■ **Saved data entries**
PR #2293, opened 2019-08-06
Passing the scoped service provider to bindings and exposing a mechanism to instantiate objects using injected dependencies

fabiocav:
@pragnagopa these are the changes from https://github.com/Azure/azure-webjobs-sdk/pull/2270, updated based on feedback. Tests will be coming in a separate PR, just need to get this in to flow into the host.

### DIFF
--- a/src/Microsoft.Azure.WebJobs.Host/Bindings/FunctionBindingContext.cs
+++ b/src/Microsoft.Azure.WebJobs.Host/Bindings/FunctionBindingContext.cs
@@ -4,6 +4,7 @@
 using System;
 using System.Threading;
 using Microsoft.Azure.WebJobs.Host.Protocols;
+using Microsoft.Extensions.DependencyInjection;
 
 namespace Microsoft.Azure.WebJobs.Host.Bindings
 {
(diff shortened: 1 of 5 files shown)


src/Microsoft.Azure.WebJobs.Host/Bindings/FunctionBindingContext.cs
```diff
@@ -48,5 +66,39 @@ public class FunctionBindingContext
...
+        /// <summary>
+        /// Creates an object instance with constructor arguments provided in the
+        /// method call and from the current function context scoped services.
+        /// </summary>
+        /// <param name="type">The type to instantiate.</param>
+        /// <param name="parameters">Parameters not provided by the function service provider.</param>
+        /// <returns>An instance of the type specified.</returns>
+        public object CreateObjectInstance(Type type, params object[] parameters)
+        {
+            return ActivatorUtilities.CreateInstance(_functionInvocationServices, type, parameters);
```
pragnagopa, line 84: When is CreateObjectInstance called? Also, can you clarify what do you mean by `Parameters not provided by the function service provider.`

fabiocav: This is a new public API exposed to extension authors (and other components in the pipeline) to instantiate objects, which will leverage DI. This helps them avoid direct instantiation/`Activator` calls while enabling automatic service injection.

`Parameters not provided by the function service provider` are all parameters directly provided by the invoker, instead of the DI service provider.

pragnagopa (approved):
LGTM!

■ **What you need to do**
What is needed is a verbatim copy of the data, complete from first line to last.

■ **Solution to this exercise**
PR #2293, opened 2019-08-06
Passing the scoped service provider to bindings and exposing a mechanism to instantiate objects using injected dependencies

fabiocav:
@pragnagopa these are the changes from https://github.com/Azure/azure-webjobs-sdk/pull/2270, updated based on feedback. Tests will be coming in a separate PR, just need to get this in to flow into the host.

### DIFF
--- a/src/Microsoft.Azure.WebJobs.Host/Bindings/FunctionBindingContext.cs
+++ b/src/Microsoft.Azure.WebJobs.Host/Bindings/FunctionBindingContext.cs
@@ -4,6 +4,7 @@
 using System;
 using System.Threading;
 using Microsoft.Azure.WebJobs.Host.Protocols;
+using Microsoft.Extensions.DependencyInjection;
 
 namespace Microsoft.Azure.WebJobs.Host.Bindings
 {
(diff shortened: 1 of 5 files shown)


src/Microsoft.Azure.WebJobs.Host/Bindings/FunctionBindingContext.cs
```diff
@@ -48,5 +66,39 @@ public class FunctionBindingContext
...
+        /// <summary>
+        /// Creates an object instance with constructor arguments provided in the
+        /// method call and from the current function context scoped services.
+        /// </summary>
+        /// <param name="type">The type to instantiate.</param>
+        /// <param name="parameters">Parameters not provided by the function service provider.</param>
+        /// <returns>An instance of the type specified.</returns>
+        public object CreateObjectInstance(Type type, params object[] parameters)
+        {
+            return ActivatorUtilities.CreateInstance(_functionInvocationServices, type, parameters);
```
pragnagopa, line 84: When is CreateObjectInstance called? Also, can you clarify what do you mean by `Parameters not provided by the function service provider.`

fabiocav: This is a new public API exposed to extension authors (and other components in the pipeline) to instantiate objects, which will leverage DI. This helps them avoid direct instantiation/`Activator` calls while enabling automatic service injection.

`Parameters not provided by the function service provider` are all parameters directly provided by the invoker, instead of the DI service provider.

pragnagopa (approved):
LGTM!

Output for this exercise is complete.